Sigh. I simply can’t express how much I hated this book. Of course, as I will now enumerate many of the things that made me so intensely dislike the book, that is sort of a silly statement, but you get the point, right?
Let’s see, where do I start. The good. The cover is terrific. The art is beautifully done, and it makes you want to read the book. You are expecting to find a strong, paranormal female heroine inside, and in some ways that is what you get. The main character, Reya, is a Redeemer, basically the last entity you see before the Grim Reaper comes to sweep you away to where you are going.
While it sounded like a Paranormal/Urban Fantasy thriller, what you get instead is a mishmash of Christian mythos and crystals, New Age philosophy and lei lines as Angelic power points, Atlantis and six dimensional physics, all rolled into a snarled bundle of “let’s put in a little something for everyone” that was, well, absurd. The Christians will hate it for the new age philosophy; the New Agers will hate it for turning their beliefs into a joke; and the scientists will just laugh uproariously. Of course, I did run across a New Ager once that said that anything bad that happened to you (she was talking to a cancer patient at the time-a cancer patient with small children who would be without their mother soon) “brought it on herself because she must have been putting bad vibes out into the universe.” Yes, I did slap her silly.

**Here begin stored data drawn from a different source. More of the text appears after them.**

PR #3059, opened 2020-05-04
chore: add stack panel to base component set

scomea:
# Description

Note:  this is resurrection of a previous PR that went stale (https://github.com/microsoft/fast-dna/pull/2578).  The functionality is needed for an in-progress data-grid component (https://github.com/microsoft/fast-dna/tree/users/scomea/data-grid).

The stack panel component enables authors to create a horizontally or vertically scrolling list of child items that can be virtualized (ie. not rendered to the dom) when not within the visible region of the scrolling container.  Authors provide the span (height or width depending on orientation) of each item, either a single value when all child items have identical spans, or as an array of values when children have variable spans. Because the stackpanel knows the space to allocate to each item it can create layouts without actually having to render each child which can be a significant performance gain.

The stack panel accepts children in the usual way for html markup.
`<StackPanel>`
`               <button/>`
`                <button/>`
`               <button/> `
`                etc...`
</StackPanel>`

The stackpanel's role is to manage virtualization at React node level and that other parent components, like a data grid or a feed for example, would handle more data driven inputs and handle converting those to nodes to be rendered  in an efficient manner (and would be the right place to manage paging data also).  

For example the prototype [data grid component](https://github.com/microsoft/fast-dna/tree/users/scomea/data-grid) takes in data and interacts with the stackpanel to only create nodes only for the rows that are in the region that is being rendered.  Browsing a large dataset in this scenario could end up with a stackpanel with children that look something like this:

`<StackPanel itemSpan={[500000, 100, ...more spans...100, 300000]}>`
`                <div>Filler child that represents first 5000 rows</div>`
`                <dataRow>Row index 5001</dataRow>`
`               ...more data rows...`
 `             <dataRow>Row index 6000</dataRow>`
 `           <div>Filler child that represents rows after 6000</div>`
`</StackPanel>`

As the user scrolls the data grid tracks the scroll position and updates the children as required.  The first and last child merely exist to take up virtual space and their spans change as the component is scrolled and which data rows are actually passed to the data grid changes accordingly.

## Motivation & context
https://github.com/microsoft/fast-dna/issues/2501

The primary motivation for this component is to enable more performant scrolling containers for authors who need it.  The trade off is that authors need to either specify that all children have the same span (height for a vertical panel, width for a horizontal one) or provide a fast callback to calculate height.  This is not a solution for authors that want items to be sized via html/css layout.

However the performance gain for this exchange can be dramatic with large collections of children.

Consider a stackpanel with 200 child items rendered with virtualization turned off which takes about 9 seconds of churn on the main thread when first rendered:
image

Turning on virtualization reduces that time to less than a second:
image

Further, upping the item count from 200 to 10000 does not have a significant impact:
image

## Issue type checklist

## Process & policy checklist


packages/react/fast-components-react-base/src/stack-panel/stack-panel.props.ts
```diff
@@ -0,0 +1,69 @@
...
+
+    /**
+     * The default span of each item in pixels (width in horizontal orientation, height in vertical)
+     * Provide a single value for panels where all items have the same value, or an array in the case where
+     * items have varying spans.
+     * default is 100
+     */
+    itemSpan?: number | number[];
+
+    /**
```
nicholasrice, line 31: The description vs the property name seem divergent to me - is this expecting a *pixel value* or a number of items? If the latter, perhaps using "count" instead of "length" would be more clear.

packages/react/fast-components-react-base/src/stack-panel/stack-panel.tsx
```diff
@@ -0,0 +1,580 @@
+import { isArray, isFunction } from "util";
```
nicholasrice, line 1: "util" looks like the wrong import source - that is a nodejs module. Did you mean "lodash-es"?

packages/react/fast-components-react-base/src/stack-panel/stack-panel.tsx
```diff
@@ -0,0 +1,580 @@
...
+
+    /**
+     * Stores last scroll position from scroll events
+     */
+    private lastRecordedScroll: number = 0;
+
+    /**
+     * Stores last scroll position from scroll events
+     */
+    private scrollLayoutUpdateTimer: NodeJS.Timer;
```
nicholasrice, line 91: This type doesn't seem accurate to me - this won't always execute in a NodeJS environment

packages/react/fast-components-react-base/src/stack-panel/stack-panel.tsx
```diff
@@ -0,0 +1,580 @@
...
+     * Render the items
+     */
+    private renderItems(): React.ReactFragment[] {
+        return React.Children.map(this.props.children, this.renderItem);
+    }
+
+    /**
+     * Test if a node is cloneable
+     */
+    private isClonableElement(node: React.ReactNode): node is React.ReactElement<any> {
```
nicholasrice, line 247: Do you really need to alias the React function? `React.isValidElement` is a type guard

packages/react/fast-components-react-base/src/stack-panel/stack-panel.tsx
```diff
@@ -0,0 +1,580 @@
...
+    private updateItemPositions = (): void => {
+        const itemPositions: ItemPosition[] = [];
+        let currentItemStart: number = 0;
+        const childrenAsArray: React.ReactNode[] = React.Children.toArray(
+            this.props.children
+        );
+        const itemCount: number = childrenAsArray.length;
+
+        for (let i: number = 0; i < itemCount; i++) {
+            const itemSpan: number = isArray(this.props.itemSpan)
```
nicholasrice, line 302: could probably just use `Array.isArray`

packages/react/fast-components-react-base/src/stack-panel/stack-panel.tsx
```diff
@@ -0,0 +1,580 @@
...
+            this.setState({
+                direction: newDirection,
+            });
+        }
+    };
+
+    /**
+     *  gets the current direction
+     */
+    private getDirection = (): Direction | null => {
```
nicholasrice, line 491: Does this ever return `null`?

packages/react/fast-components-react-base/src/stack-panel/stack-panel.props.ts
scomea: Updated with "count"

packages/react/fast-components-react-base/src/stack-panel/stack-panel.tsx
scomea: done

packages/react/fast-components-react-base/src/stack-panel/stack-panel.tsx
scomea: used the window timer instead

packages/react/fast-components-react-base/src/stack-panel/stack-panel.tsx
scomea: nah, removed

packages/react/fast-components-react-base/src/stack-panel/stack-panel.tsx
scomea: yup

packages/react/fast-components-react-base/src/stack-panel/stack-panel.tsx
scomea: nope, removed

packages/react/fast-components-react-base/src/index.ts
```diff
@@ -86,6 +86,11 @@ import SliderTrackItem from "./slider-track-item";
 export { SliderTrackItem };
 export * from "./slider-track-item";
 
+// holding off on exporting this until we are confident of the implementation
```
janechu, line 89: This is going to look strange in our changelog with the current title as it implies the stack panel is now available, can you change it to a chore instead and use `feat` once these lines are safe to uncomment?

packages/react/fast-components-react-base/src/stack-panel/README.md
```diff
@@ -0,0 +1,39 @@
...
+
+### Usage
+
+Virtualization:  When virtualization is enabled the component does not render child items that are not in the visible area of the stackpanel's scrolling region or within the defined buffer zone (ie one or more items outside the viewport).
+
+Note that virtualized elements can't get focus so typically authors will want at least one out of view item instanciated otherwise it will not be possible to tab outside of the viewport.
+
+Authors should be aware that this component writes to the width/left or top/height css style attributes of children on render depending on the orientation of the stack panel.
+
+Keys: authors should strongly consider providing keys (https://reactjs.org/docs/lists-and-keys.html) to child elements to maintain stable identies for child items.
```
janechu, line 15: nit: *identities

packages/react/fast-components-react-base/src/stack-panel/README.md
```diff
@@ -0,0 +1,39 @@
...
+
+Note that virtualized elements can't get focus so typically authors will want at least one out of view item instanciated otherwise it will not be possible to tab outside of the viewport.
+
+Authors should be aware that this component writes to the width/left or top/height css style attributes of children on render depending on the orientation of the stack panel.
+
+Keys: authors should strongly consider providing keys (https://reactjs.org/docs/lists-and-keys.html) to child elements to maintain stable identies for child items. 
+
+### Props
+
+ enableVirtualization:  Whether child elements are virtualized or not. Defaults to true.
```
janechu, line 19: seems like the names of these props are now out of sync with the actual interface, can you update?

packages/react/fast-components-react-base/src/stack-panel/stack-panel.tsx
```diff
@@ -0,0 +1,570 @@
...
+            scrollPos = this.rootElement.current.scrollTop;
+        } else {
+            scrollPos = RtlScrollConverter.getScrollLeft(
+                this.rootElement.current,
+                this.state.direction
+            );
+            scrollPos = this.state.direction === Direction.rtl ? -scrollPos : scrollPos;
+        }
+
+        return scrollPos;
```
janechu, line 516: nit, just a suggestion but you can avoid declaring a variable and do:
```ts
return this.props.orientation === Orientation.vertical
    ? this.rootElement.current.scrollTop
    : this.state.direction === Direction.rtl
    ? RtlScrollConverter.getScrollLeft(
        this.rootElement.current,
        this.state.direction
    )
    : -(
        RtlScrollConverter.getScrollLeft(
            this.rootElement.current,
            this.state.direction
        )
    );

```

packages/react/fast-components-react-base/src/stack-panel/stack-panel.tsx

I won’t go into the actual storyline, as it is a rather basic ‘good (sic) guys chase the bad guys’ mystery/action adventure plot. What I do want to talk about is the underlying thesis of the story which is, in short, no matter what atrocities you have committed in life, all you have to do when Reya shows up is bat your eyelashes and say something to the effect of “Aww! I wuz a baaad little boy, I am sooo sowweee, weally I am!” and you automatically get trotted off the Heaven to decide if you want to be a sadistic, baby-raping murderer all over again. Or maybe play the role of Hitler or Pol Pot all over again. But hey, that’s A-OK with God, cause it’s just a learning experience. And hey, you over there, you chose to be an infant who is sodomized to death, cause you just had to learn what that felt like. Can anyone say “Let’s Blame The Victim?”
The “let’s blame the victim” attitude of the book is what really made me find this book to be the worst kind of psychological abuse. The whole story arc takes the blame away from the worst dregs of society and dumps it right onto the victim, premising that the victim chose their own abuse, that they brought whatever happens to them into their own lives. It gives sanction to the worst that humanity has to offer, assuring them that, whatever they do, no matter how heinous, they just have to say the equivalent of “Oops, my bad” and they are off scott free. There is no judge or jury in Heaven. So, does that mean when Jews get to heaven they get to share a meal and a giggle with Hitler and reminisce about the good old days?
As a Redeemer, she offers the soon-to-be-departed one last chance to atone for their sins. I didn’t really give that line all that much thought, and I apparently should have, because when I got into the book I came to a point of wanting to gouge my eyes out with a dull spoon. If this is the author’s concept of “God” I will take the courts any day. They may not always get it right, but at least they try.
All in all, the book mouthed platitudes about “loving one another” and still managed to make it perfectly acceptable to do whatever you want, no matter how depraved, with impunity. If you have ever been a victim, of physical, mental, emotional or even financial misconduct of others, I encourage you not to read this book unless you are into self-flagellation and blaming yourself for your treatment at the hands of others.